Gravitational waves reveal ‘stellar graveyard’ packed with neutron star and black hole mergers

Using gravitational waves, tiny ripples in space-time first predicted by Albert Einstein back in 1915, astronomers have discovered that a “stellar graveyard” is packed with mergers between extreme stellar remnants like black holes and neutron stars, created when massive stars die in supernova explosions.

Evidence of these mergers also came in the form of the most massive binary black holes “heard” in this domain of gravitational waves to date.

The newly analyzed data — collected by the gravitational wave detectors LIGO (Laser Interferometer Gravitational-Wave Observatory), Virgo and KAGRA (Kamioka Gravitational Wave Detector) — doubles the number of known “mixed mergers” between black holes and neutron stars, from 1 to 2. In total, 128 new mergers of various types were “heard” during the fourth operating run of LIGO, Virgo, and KAGRA between May 2023 and January 2024, the first nine months of its 18-month 4th operating run (O4).

“This new update really highlights the capabilities of both the international network of gravitational-wave detectors and the analysis techniques which have been developed to dig very faint signals out of the data,” team leader Daniel Williams, a researcher at the Institute for Gravitational Research (IGR) at the University of Glasgow in Scotland, said in a statement.

“What we’ve observed in the first part of the two-year-long fourth observing run has broadened our understanding of the cosmic graveyard: we’ve seen the heaviest black holes yet,” Williams added.

The new research could help scientists better understand the stellar cycle of life and death that births black holes and neutron stars, and could also shed light on the process that sees black holes increase in size by colliding and merging.

“In a similar way to how a paleontologist can learn about long-extinct dinosaurs by looking at their fossilized bones, we can learn about stars by looking at their black hole or neutron star remains,” said team member Christopher Berry, also of the IGR.

“The biggest stars live the shortest lives, so they can be hard to study in other ways. Stars live their lives in many different environments. Some form in dense stellar environments like nuclear star clusters, where millions of stars are in close proximity,” Berry added. “Here, we might expect that following a binary black hole merger, the remnant black hole could find a new partner and merge again, forming an even bigger black hole.”

Berry said that, with GWTC-4.0 (Version 4.0 of the Gravitational-Wave Transient Catalog), LIGO-Virgo-KAGRA scientists have seen telltale hints that some of the sources could come from black holes that are themselves the result of previous mergers.

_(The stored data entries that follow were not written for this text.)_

PR #2415, opened 2023-10-04
feat: Switch on viewport-based srcSets for width-defined Images

istarkov:
## Description

Previous PR: #2414

Now, by default, we set the width attribute when adding an image. This change could cause mobile screens to load oversized images—specifically, width * 2. To mitigate this, we're adopting the viewport width descriptor for srcSets. This approach ensures optimized image loading on smaller screens and maintains previous behavior on screens wider than the image's actual size.

## Steps for reproduction

Add images of various sizes, see srcSet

“Teasing out the black holes formed from collapsing stars from those formed from previous mergers will tell us about how stars live their lives, and where they live their lives across the universe,” Berry continued.

Not only could this research paint a more complete picture of the life and death of stars that are at least eight times as massive as the sun, but it could also help better understand the speed at which the universe is expanding.

“The universe is expanding, and the speed at which it is doing so is known as the Hubble Constant. A unique feature of black hole mergers is that we can tell how far away they were directly from our observation,” said team member and IGR researcher Rachel Gray. “This means that each merger we detect gives some information about the universe’s expansion rate.

“By combining this information from many mergers, we can improve our measurement of the Hubble Constant, helping to answer one of the big unanswered questions of modern astronomy: exactly how fast is the universe expanding?”

The new data set contains a gravitational signal called GW230814, which is the loudest detected by these instruments to date. Detections like these are also the perfect way to test Einstein’s 1915 theory of gravity, general relativity, in which gravitational waves were first postulated.

“The louder the signal, the more precise our measurements of any potential deviations,” IGR scientist and team member John Veitch said. “So far, Einstein has passed every test, but we will keep looking closer! For these types of analysis, it is very important to have observations from multiple gravitational-wave detectors, so you can cross-reference the signal in both.”

All this has been made possible by upgrades to LIGO, Virgo, and KAGRA performed from 2020 onward that have boosted the sensitivity of these gravitational wave detectors, based in the U.S., Italy and Japan, respectively.

“During the fourth observing run, the detectors have routinely been able to make measurements more than 25% more sensitive than in the previous observing run,” IGR researcher Andrew Spencer said. “This allows us to observe a much larger fraction of the universe.”

One thing that is absent here are the flashes of light that should have accompanied the two observed mixed mergers between black holes and neutron stars, represented by the gravitational wave signals GW230529 and GW230518.

“This time around, we didn’t see anything except for gravitational waves from these mergers, but exciting new telescopes such as the Vera Rubin Telescope mean that making coincident detections of gravitational waves and light is becoming much more likely,” Williams concluded.

The team’s research is available as a preprint on the paper repository site arXiv.